Sunday, January 3, 2010

January 3, 2010
New Year!

Hmmm...

Sickness is about gone - at least I'm sleeping now. And I'm trying to make up for losing about 12 days at the end of 2009. Not a bad thing in 'life' but when it comes to 12 lost days for "real work" that's bad.

BUT as I attempt to do 'real' work on this gorgeous 46 degree, blue sky, Memphis Sunday I keep thinking about a problem child - no, not one of the boys... but a project I'm working on for loved ones.

Here are the problems...

~ Copper and Silver.
~ Prongs.
~ Shrinkage factor.
~ Possible sintering problems w/ copper.

I think the main part of my problem is jumping for joy that the copper was available for me to use w/ a torch. I thought I had thought out the process of putting this piece together but maybe only on paper.

I started with a polymer clay carving of the heart w/ mountains and created a mold from the 2-part molding material. Originally it was going to be all silver THEN copper clay came along. Ohhh the joy! The mountains in the piece I'm making were red rock and the copper would be stunning!

So I thought use the mountain part of the mold and fill w/ copper. Then add a "tack" with the copper to the back of the mountains and fire.

Once that was done I would make a mold "filler" w/ polymer clay to block the mountain space in the mold. Then fill it with silver to make the heart portion. I was going to make a hole in the silver heart, slice it and form it around the mountains and the "tack" so that when the silver was fired it would shrink down around the 'tack' (maybe I should just call it a post) thus attaching the copper to the silver.

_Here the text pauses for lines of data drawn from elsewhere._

PR #949, opened 2021-11-03
Find Instances of Profile, Extension, CodeSystem, and ValueSet when fishing

mint-thompson:
Completes task [CIMPL-837](https://standardhealthrecord.atlassian.net/browse/CIMPL-837).

When fishing in `FSHTank` or `Package`, an `Instance` or `InstanceDefinition` may be returned if a definitional instance of the entity exists.
- Profiles have `InstanceOf` "StructureDefinition" and `derivation` "constraint", and a `type` that is not "Extension".
- Extensions have `InstanceOf` "StructureDefinition", `derivation` "constraint", and `type` "Extension" OR `InstanceOf` "Extension" and `usage` "inline".
- CodeSystems have `InstanceOf` "CodeSystem".
- ValueSets have `InstanceOf` "ValueSet".

The special case of allowing inline instances for Extension is because Extension is an Element type, not a Resource type, so SUSHI gets unhappy when a definitional instance of `Extension` is created. Inline instances are not allowed for the other types.

Adding these new possible return types didn't change too much logic, but did require a few updates in `StructureDefinitionExporter`.


src/import/FSHTank.ts
```diff
@@ -171,6 +172,29 @@ export class FSHTank implements Fishable {
...
           );
+          if (!result) {
+            result = this.getAllInstances().find(
+              profileInstance =>
+                profileInstance.instanceOf === 'StructureDefinition' &&
+                profileInstance.usage === 'Definition' &&
+                (profileInstance.name === item ||
+                  profileInstance.id === item ||
+                  getUrlFromFshDefinition(profileInstance, this.config.canonical) === item) &&
+                profileInstance.rules.some(
```
ngfreiter, line 183: Should this also require that the `kind` is set to `resource`? Or is that requiring too much? Or could this also end up pulling in instances of datatypes if we don't check `kind`?

src/import/FSHTank.ts
```diff
@@ -179,6 +203,41 @@ export class FSHTank implements Fishable {
...
+                ) &&
+                extensionInstance.rules.some(
+                  rule =>
+                    rule instanceof AssignmentRule &&
+                    rule.path === 'type' &&
+                    rule.value === 'Extension'
+                )
+            );
+          }
+          if (!result) {
```
ngfreiter, line 230: I remember talking about this and it making more sense at the time, but now I am getting confused. We are searching for an `Extension`, which is to say, a `StructureDefinition` of type `Extension`. I don't think we would want to return something which is an `InstanceOf` `Extension`, since that is not going to be an SD.

src/import/FSHTank.ts
```diff
@@ -179,6 +203,41 @@ export class FSHTank implements Fishable {
...
+              extensionInstance =>
+                (extensionInstance.name === item ||
+                  extensionInstance.id === item ||
+                  getUrlFromFshDefinition(extensionInstance, this.config.canonical) === item) &&
+                extensionInstance.instanceOf === 'Extension' &&
+                extensionInstance.usage === 'Inline'
+            );
+          }
           break;
         case Type.Logical:
```
ngfreiter, line 242: Why exclude `Logical` and `Resource` here? In theory they would work similarly to `Profile` and `Extension` right?

ngfreiter (changes requested):
Sorry for the delayed review, but I had a few questions below, and a more major question here.

I get why we want this for `CodeSystem` and `ValueSet`, because I think we have seen those cases where someone defines those using an `Instance` and needs to reference them. Although I think that case is somewhat less relevant now that it is easier to assign values on a `CodeSystem`. But I'm wondering in what situations we need this type of support for `Profile` and `Extension`. I can't think of any cases, so is this just something we are doing more proactively? Also asking @cmoesel since he created this task I believe.

src/import/FSHTank.ts
mint-thompson: I specifically avoided that check, since this may be a Profile of `complex-type` such as Quantity.

src/import/FSHTank.ts
mint-thompson: I think I'm in the same situation as you: it made sense before, but thinking about it again, I don't think we want `InstanceOf` `Extension`. That instance would be a specific element, not a definition of the rules for an extension. I'll change this implementation accordingly.

src/import/FSHTank.ts
mint-thompson: I think they would work similarly, yes. I didn't include them because they weren't listed in the task description. I think we're in the process of permitting `InstanceOf` a given `Logical`... but that's different than being an `InstanceOf` `StructureDefinition`, with a similar sort of reasoning as for my incorrect implementation for handling `InstanceOf` `Extension`. So I'll defer to @cmoesel on this, since he created the task.

src/export/Package.ts
```diff
@@ -35,9 +35,29 @@ export class Package implements Fishable {
...
         case Type.Profile:
           def = this.profiles.find(p => p.id === item || p.name === item || p.url === item);
+          if (!def) {
+            def = this.instances.find(
+              i =>
+                (i.id === item || i._instanceMeta.name === item || i.url === item) &&
+                i._instanceMeta.usage === 'Definition' &&
+                i.resourceType === 'StructureDefinition' &&
+                i.derivation === 'constraint' &&
+                i.type !== 'Extension'
```
cmoesel, line 45: I don't know how much of a difference this will make in reality, but... since fishing is fairly common, I think it's best to make the find function as efficient as possible.  To that end, do you think it makes sense to rearrange the conditional clause so that the rarest bits are checked _first_?  For example, in the case above, I might check `i.derivation === 'constraint'` first under the assumption that most instances are _not_ profiles or extensions, so we bail out quickly rather than checking 3 separate fields for the id first.

That said, ids are generally unique, so I can also see why you might want to check those first.  So I'm not 100% positive about what is best -- but I _think_ that by putting derivation first, you'll only need one equality check in most cases (vs 3 equality checks).

src/export/Package.ts
```diff
@@ -35,9 +35,29 @@ export class Package implements Fishable {
...
         case Type.Extension:
           def = this.extensions.find(e => e.id === item || e.name === item || e.url === item);
+          if (!def) {
+            def = this.instances.find(
+              i =>
+                (i.id === item || i._instanceMeta.name === item || i.url === item) &&
+                i._instanceMeta.usage === 'Definition' &&
+                i.resourceType === 'StructureDefinition' &&
+                i.derivation === 'constraint' &&
+                i.type === 'Extension'
```
cmoesel, line 58: Similar comment as above.  It might be more efficient to check `i.derivation === 'constraint' && i.type === 'Extension'` first, since this seems it will eliminate 99% of cases right away.

src/export/Package.ts
```diff
@@ -47,9 +67,25 @@ export class Package implements Fishable {
           break;
         case Type.ValueSet:
           def = this.valueSets.find(vs => vs.id === item || vs.name === item || vs.url === item);
+          if (!def) {
+            def = this.instances.find(
+              i =>
+                (i.id === item || i._instanceMeta.name === item || i.url === item) &&
+                i._instanceMeta.usage === 'Definition' &&
+                i.resourceType === 'ValueSet'
```
cmoesel, line 75: Again, under the assumption that _most_ instances are not ValueSets, it might be more efficient to check `i.resourceType === 'VaueSet'` first.

src/export/Package.ts
```diff
@@ -47,9 +67,25 @@ export class Package implements Fishable {
...
+          }
           break;
         case Type.CodeSystem:
           def = this.codeSystems.find(cs => cs.id === item || cs.name === item || cs.url === item);
+          if (!def) {
+            def = this.instances.find(
+              i =>
+                (i.id === item || i._instanceMeta.name === item || i.url === item) &&
+                i._instanceMeta.usage === 'Definition' &&
+                i.resourceType === 'CodeSystem'
```
cmoesel, line 86: And under the assumption that _most_ instances are not CodeSystems, it might be more efficient to check `i.resourceType === 'CodeSystem'` first.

Here's where the problem came in. I skipped steps - I know, I know! Don't skip steps til you know the steps work in the first place!

I was over excited by the copper - and had to make a mountain - it came out awesome - really, really pretty - but I didn't put the 'post/tack' on it. Then of course I had to try the silver... but because I didn't have the post I didn't make the hole. I thought hmmm I'll use bezel wire on the silver and hold the copper to it that way.

Well - that didn't work out - I forgot about the shrinkage factor. The heart shrunk away from the bezel. (I had put it around the base of the heart and it pulled away from the bezel as it fired.)

Then I put the two pieces - copper mountains and silver heart together and POOF the heart shrunk more than the mountain and now it's a whole lotta mountain.

OH and did I mention prongs above - well you won't see them in the silver piece (which actually looked better before I pulled the bezel off, in the pic above it's just setting at the bottom of the heart). In my frustration with the bezel issue I popped the prongs off figured they weren't on there right and ... hmmm that may have been correct. They snapped right off. (I had only done one set of prongs before and they were wires embedded in the piece, these were silver clay and may not have been secured down enough PLUS they were not yet hardened in the tumbler.) ANYWAY - the prongs were going to hold a piece of the red rock I picked up to go on the hearts.

Now, back to the copper canyons - because the mountains were not sitting correctly I tried to bend it down a little with plyers and PPPPPOOOOOOFFFF! It snapped off. Looking at the snapped area I think it didn't sinter 100% through.












But as I'm only partially sure I know that not being sintered correctly means in my terms - it wasn't cooked long enough. So, I'm posting pictures of what I think it's NOT supposed to look like in the hopes that one of my smart Art Clay Friends will tell me yes, indeed it is not sintered correctly and that they are good pictures of what not to do.

What to do?

Unfortunately I have to travel this week so I have a week to think about it and no time to do anything about it til the weekend.

Suggestions on what I did wrong? Or am I going it the right direction and need to follow the steps I originally laid out?

Things that make you go hmmmmmm....

(PS... it's now 37 degrees, overcast and I still have to do 'real' work.)